# ADB & the D2VZW



## TenderloinShadow (Nov 4, 2011)

Hey, another noob question from a burgeoning developer. To use ADB with the d2vzw, do I need any special files? special drivers and the like? Specifically, I want to be able to use it while the phone is in recovery mode to pull logs from failed flashes, among other things. Links are also appreciated. Thanks.
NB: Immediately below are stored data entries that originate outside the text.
PR #372, opened 2023-01-23
Create a newsletter landing page, and consolidate the newsletter form.

### LINKED ISSUE #371: Newsletter Signup Page
We're going to need this as part of the FRU stuff.

I'm aware this was already done on the blog page, but it's really not useful there for the reasons I specified in https://github.com/thundernest/thunderblog/issues/34#issuecomment-1363582446

MelissaAutumn:
Resolves #371 

I've re-used the existing form, and added the "See previous newsletters" link I used on the WP side. I've also done some tweaks to ensure that the mobile view is as decent as possible. (This being a newsletter landing page and all.)

Some questions/concerns:
- Do we want the header and footer on this page, or is this more of a stand-alone page?

- I find the actual newsletter form, and the standard small-link anchour tags a bit too small for me. I feel like we could double the size without too much issue there, but it would break consistency with the rest of the site. (And the pre-footer.)

Screenshots:
Full width (1800w):
image

Half width (900w):
image

Iphone 12 mini:
image


Sancus:
@micahilbery Hey Micah, can you take a look at this and offer any suggestions you might have design-wise?

I think we should definitely remove the pre-footer at least, and maybe the header as well. Also, the signup form should go up top of the text, be centered, and the button definitely needs to be larger. The call to action here is to sign up for the newsletter, we don't want to detract or distract from that and we want people to gravitate to doing that immediately.

@KillYourFM Any comments?

KillYourFM:
The call to action here is to sign up for the newsletter, we don't want to detract or distract from that and we want people to gravitate to doing that immediately.
> 
> @KillYourFM Any comments?

The mobile version is perfect! 
On the desktop pages, I would suggest removing the Download and Contribute links. This page should only have a single call to action to maximize signups. It's a nitpick though, and it's just my opinion.

MelissaAutumn:
Yeah I'll be knocking off the header, and pre-footer (Download and Give sections.), and making the entry field larger, as it's so tiny right now.

MelissaAutumn:
So I've played around with a few different styles, and I've attached the "good" looking ones below. I think the page could definitely benefit from having more content. 

Maybe we could add a "Check us out on these social media platforms" (but worded better...) with larger icons for each site. Additionally we could hide the social media icons in the footer for this page only. 

I've checked out a few other orgs newsletter CTA / landing pages, and they all tend to be very small, and devoid of content. 🤔 

Bigger, but more or less the same:
image
Bigger alternate styling:
image

Any ideas folks?

KillYourFM:
> So I've played around with a few different styles, and I've attached the "good" looking ones below. I think the page could definitely benefit from having more content.
> 
> Maybe we could add a "Check us out on these social media platforms" (but worded better...) with larger icons for each site. Additionally we could hide the social media icons in the footer for this page only.
> 
> I've checked out a few other orgs newsletter CTA / landing pages, and they all tend to be very small, and devoid of content. 🤔
> 
> Bigger alternate styling: image
> 
> Any ideas/suggestions/comments/rubber stamps folks?

This one ("bigger, alternate styling") really pops. 

Some suggestions:

1. Perhaps center the "Join Our Newsletter" heading so it center-aligns with the rest of the content. 
2. Let's keep the social icons, but move up the existing row of social icons to below the email signup box. Make them larger as you said, and extend the blue page background beneath those. Ensure that if clicked, they open in a new tab. Let's not do a separate heading or callout text for the social destinations, though. I think it would add too much noise to the intent of the page. 
3. Then start the grey background / footer area where the Thunderbird logo is now.

MelissaAutumn:
@KillYourFM (and maybe @micahilbery) How's something like..

Wide shot:
image
Not Wide shot:
image
Iphone 11 miniii:
image
image
Hover interaction: (Standard, but just as refresher)
image


I had to drop the ! off the title as, while it is centred the ! added to much visual weight and made it look not centred. 🤔 

I've been playing with a "light" theme version of the social media buttons, since the standard dark appearance against the bright blue wasn't great. But something feels off about them..

But the social media links seem to balance it out quite nicely, so it's a good step.

Alecaddd:
The white box on white input field with light grey text is not great for a11y.
Colors should be tweaked a bit. I'll suggest some edits in a bit

website/newsletter/index.html
```diff
@@ -0,0 +1,68 @@
...
+
+{% block header_content %}
+  <section class="text-center text-white flex justify-between pl-4 pr-4 sm:pl-8 sm:pr-8 md:pl-16 md:pr-16 max-w-7xl mx-auto pt-12 mb-20">
+    <aside class="flex-col items-start">
+      <h1 class="font-4xl md:font-hero font-thin mt-0 mb-8">{{ self.page_title() }}</h1>
+      <p class="font-lg md:font-xl tracking-wide leading-relaxed max-w-4xl lg:mb-16 mb-8 mt-0 p-links mx-auto">
+          {{ _('See exciting previews of upcoming features, read the latest desktop Thunderbird and mobile Thunderbird news, and enjoy personalized tips to protect your privacy and maximize your productivity! From the Thunderbird team directly to your inbox.') }}
+      </p>
+
+      <div class="flex flex-col items-center mb-20 mx-auto max-w-xl bg-grey p-4 rounded shadow-lg text-black-light no-underline md:font-md">
```
Alecaddd, line 20: I would remove the box shadow and grey background from this.

website/_includes/newsletter-form.html
```diff
@@ -0,0 +1,13 @@
+<!-- Begin Mailchimp Signup Form -->
+<form action="https://thunderbird.us12.list-manage.com/subscribe?u=f8051cc8637cf3ff79661f382&id=56428f2efc"
+class="shadow flex items-center rounded-md self-start p-1"
```
Alecaddd, line 3: for this I would use a grey-lighter background and let the child items stretch its full height.
Also maybe a 6px gap.

assets/less/components/links.less
```diff
@@ -73,6 +73,29 @@ a {
   }
 }
 
+.social-link-large {
+  &:extend(.social-link, .font-regular, .bg-grey, .text-blue, .font-semibold, .shadow-md, .mb-4);
```
Alecaddd, line 77: let's use a `text-blue-dark` for these, as well as the background color on rollover in order to guarantee AA readability.
The firefox inspector will also complaint if the AA is below 4points.

website/newsletter/index.html
```diff
@@ -0,0 +1,68 @@
...
+        <div class="w-full">
+        {% include '_includes/newsletter-form.html' %}
+        </div>
+        <p class="font-sm font-semibold self-start">
+          <a class="small-link font-regular text-blue" href="https://us12.campaign-archive.com/home/?u=f8051cc8637cf3ff79661f382&id=56428f2efc" title="View previous newsletters">{{ _('View previous newsletters') }}</a>
```
Alecaddd, line 25: make this `text-white`

assets/less/components/buttons.less
```diff
@@ -117,7 +117,7 @@ button {
 }
 
 .btn-newsletter {
-  &:extend(.rounded-xs, .border-none, .bg-primary-button, .text-white, .p-2, .pl-3, .pr-3, .uppercase, .font-semibold, .appearance-none);
+  &:extend(.w-40, .h-8, .rounded-xs, .border-none, .bg-primary-button, .text-white, .p-2, .pl-3, .pr-3, .uppercase, .font-semibold, .appearance-none);
```
Alecaddd, line 120: Remove the fixed height so we let the button stretch the full height.

website/newsletter/index.html
```diff
@@ -0,0 +1,68 @@
...
+{% block header_content %}
+  <section class="text-center text-white flex justify-between pl-4 pr-4 sm:pl-8 sm:pr-8 md:pl-16 md:pr-16 max-w-7xl mx-auto pt-12 mb-20">
+    <aside class="flex-col items-start">
+      <h1 class="font-4xl md:font-hero font-thin mt-0 mb-8">{{ self.page_title() }}</h1>
+      <p class="font-lg md:font-xl tracking-wide leading-relaxed max-w-4xl lg:mb-16 mb-8 mt-0 p-links mx-auto">
+          {{ _('See exciting previews of upcoming features, read the latest desktop Thunderbird and mobile Thunderbird news, and enjoy personalized tips to protect your privacy and maximize your productivity! From the Thunderbird team directly to your inbox.') }}
+      </p>
+
+      <div class="flex flex-col items-center mb-20 mx-auto max-w-xl bg-grey p-4 rounded shadow-lg text-black-light no-underline md:font-md">
+        <div class="w-full">
```
Alecaddd, line 21: Add a `bg-grey-light` and a 4px border radius to this.

Then the input field and button should have a 2px border radius.

Alecaddd (changes requested):
I left some comments and suggestions to improve the style and accessibility.
The final result should look like this. Some changes should also affect the look of the newsletter form used in the home page.
Screenshot_20230127_032800

MelissaAutumn:
Not wide:
image

Wiiiide:
image

Mobile-ish: (Accurate to my phone)
image

Adjusted Hover:
image

I've done some additional mobile adjustments. How's the icon background colour on the social icons? It should probably match, huh. 

...I need to fix the white gap at the bottom

micahilbery (approved):
Looks great!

Edit: I have the standard usb drivers already, the ones that allow for the MTP connection between the phone and the computer. Just wondering if anything additional is needed for ADB, especially where connecting in recovery mode is concerned.


----------



## headcheese (Aug 1, 2011)

you need the android sdk on your computer.


----------



## Goose306 (Sep 12, 2011)

Android SDK. Should come with the USB drivers for ADB. To be honest, I always had a bitchy time getting those working on Win7 if that's what you're on. What I always have done for all my devices is downloaded the PC-side version of PDA Net. USB tether requires working adb drivers. It auto-installs the extra drivers... that's always fixed mine, and I was never able to get mine going without those drivers. I'd get the SDK and see if it all works if it doesn't then you may try PDA Net.


----------



## MFD00M (Aug 31, 2011)

Android SDK
http://developer.android.com/sdk/index.html

[ADB/FB/APX Driver] Universal Naked Driver 0.72
http://forum.xda-developers.com/showthread.php?t=1996051

Sent from my SCH-I535 using Tapatalk 2


----------



## TenderloinShadow (Nov 4, 2011)

ok adb is installed and working but it's weird. I'm trying to pull a recovery.log from my device, and the command prompt says it's working, I just can't find it on my PC (I'm running Windows 7). Is there a way to specify the directory it goes to, and if so what syntax? Otherwise, how do I find this damn thing? lol

Edit: I'm using adb pull /tmp/recovery.log while still in recovery mode. I just closed the command prompt, but it responds with a message that sounds like it was successful, even saying how long it took to do it. I thought it was supposed to show up in the folder my ADB files were in, but it's not there. My ADB folder is in the SDK folder because I got it from the SDK, and that is in my Dropbox directory because I keep all my Android stuff there (Thank you beans for the 50 GB of free space  ).


----------



## blaineevans (Jul 11, 2011)

You could try..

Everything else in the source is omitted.